►

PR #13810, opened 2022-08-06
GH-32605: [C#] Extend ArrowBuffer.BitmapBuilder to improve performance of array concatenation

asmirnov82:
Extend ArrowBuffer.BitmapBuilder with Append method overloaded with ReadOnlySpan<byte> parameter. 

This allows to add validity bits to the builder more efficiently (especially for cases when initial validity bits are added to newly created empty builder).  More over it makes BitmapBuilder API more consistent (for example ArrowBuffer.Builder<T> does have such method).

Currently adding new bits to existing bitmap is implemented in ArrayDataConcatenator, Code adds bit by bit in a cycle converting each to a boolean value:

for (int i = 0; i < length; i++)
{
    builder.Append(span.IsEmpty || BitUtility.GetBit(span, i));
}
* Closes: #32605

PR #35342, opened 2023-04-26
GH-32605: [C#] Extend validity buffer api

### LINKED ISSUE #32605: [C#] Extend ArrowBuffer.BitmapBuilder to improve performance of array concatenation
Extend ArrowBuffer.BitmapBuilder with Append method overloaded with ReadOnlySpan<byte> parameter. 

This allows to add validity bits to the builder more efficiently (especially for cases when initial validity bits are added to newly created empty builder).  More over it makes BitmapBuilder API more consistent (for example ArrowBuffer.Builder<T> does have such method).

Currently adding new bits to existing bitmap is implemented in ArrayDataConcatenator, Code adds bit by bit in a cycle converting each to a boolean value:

◄

* **What you will do**
Word for word, please return the lines from the one containing "builder.Append(span.IsEmpty || BitUtility.GetBit(span, i));" through the end of the listing, both ends included, and nothing else.

* **Problem solution**
    builder.Append(span.IsEmpty || BitUtility.GetBit(span, i));
}
* Closes: #32605

PR #35342, opened 2023-04-26
GH-32605: [C#] Extend validity buffer api

### LINKED ISSUE #32605: [C#] Extend ArrowBuffer.BitmapBuilder to improve performance of array concatenation
Extend ArrowBuffer.BitmapBuilder with Append method overloaded with ReadOnlySpan<byte> parameter. 

This allows to add validity bits to the builder more efficiently (especially for cases when initial validity bits are added to newly created empty builder).  More over it makes BitmapBuilder API more consistent (for example ArrowBuffer.Builder<T> does have such method).

Currently adding new bits to existing bitmap is implemented in ArrayDataConcatenator, Code adds bit by bit in a cycle converting each to a boolean value:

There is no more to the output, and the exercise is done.